= Kyadondo Rugby Club =

Rugby union ground in Kampala, Uganda

Kyadondo Rugby Club is a rugby union ground in Kampala, Uganda.

Kyadondo Rugby Club was officially opened in 2000 and has since become a major hub for Ugandan rugby, home to several prominent teams and a center for community and international events. Facilities include the main ground, a training pitch and a club house.

The ground is home to several club teams, among them Heathens RFC, a leading rugby club in Uganda. The venue has also hosted home games of the Uganda national rugby union team, but the Uganda Rugby Union is considering hosting games at the National Stadium or Nakivubo Stadium due to limited capacity of Kyadondo.

The club has also been a concert venue, witnessing performers such as Beenie Man.

==History==

=== July 2010 Kampala attacks ===
Kyadondo Rugby Club was one of the two scenes of the July 2010 Kampala attacks carried out against crowds watching a screening of the 2010 FIFA World Cup Final.
The second attack, consisting of two explosions in quick succession, occurred at 11:18 pm at Kyadondo Rugby Club, where state-run newspaper New Vision was hosting a screening of the match. According to eyewitnesses, there was an explosion near the 90th minute of the match, followed seconds later by a second explosion that knocked out the lights at the field. An explosion went off directly in front of a large screen that was showing the telecast from South Africa, killing 49 people. The discovery of a severed head and leg at the rugby field suggests that it was a suicide attack carried out by an individual. A third unexploded vest was later found.

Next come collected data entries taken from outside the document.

PR #321, opened 2021-08-31
Fixed the wrong table name and added tests going forward

### LINKED ISSUE #320: Validators which look for the wrong table pass tests silently
If a validator has the table name spelt wrong (in both validator and tests), it will silently pass tests. I need to add tests to try and detect this.

mwaddoups:
Added the tests for wrong table name, and updated the rules where that had been entered incorrectly.

Closes #320


dezog (approved):
looks good!

PR #3951, opened 2015-03-16
Fixes #3784 -- adds notes on ordering in INSTALLED_APPS

### LINKED ISSUE #3784: Document the plugin order in INSTALLED_APPS
Since develop **all** plugins **must** be defined **after** ``cms``
We need to add this to the documentation (both in the upgrade section and in the normal project setup.
Especially ``djangocms_text_ckeditor`` which still is documented to be installed before ``cms``

evildmp:
`cms` should come before applications with plugins. Notes added to
several pages within the documentation.


yakky:
LGTM

PR #3953, opened 2015-03-16
polish translations corrected

pawelmarkowski:


yakky:
Please use transifex https://www.transifex.com/projects/p/django-cms/language/pl/ for this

=== Founding and early years (1999–2000s) ===
The club was built and officially opened in 1999–2000 to provide a dedicated rugby ground in Kampala. It quickly grew to host numerous games, training sessions, and social events, becoming a significant symbol of the sport in Uganda.

=== Home to top teams and development programs ===
Kyadondo rugby community is a home to six competitive Rugby Teams for example Heathens, Buffaloes, Thunderbirds(women's senior team), Stallions, Bisons and Peacocks a Rugby Academy, Totos Rugby to the Wazee Rugby. The club has a strong focus on nurturing new talent through programs like the Kyadondo Rugby Academy, Totos Rugby (under 12s), and the Wazee Rugby (over 35s), often collaborating with initiatives like the Tag Rugby Trust.

=== Resilience and growth ===
Following the attacks, the club demonstrated resilience, recovering to continue hosting major shows and events. It has hosted home games for the Uganda national rugby union team and major tournaments like the Kyadondo 7s circuit, which the Thunderbirds women's team made history by hosting in 2024.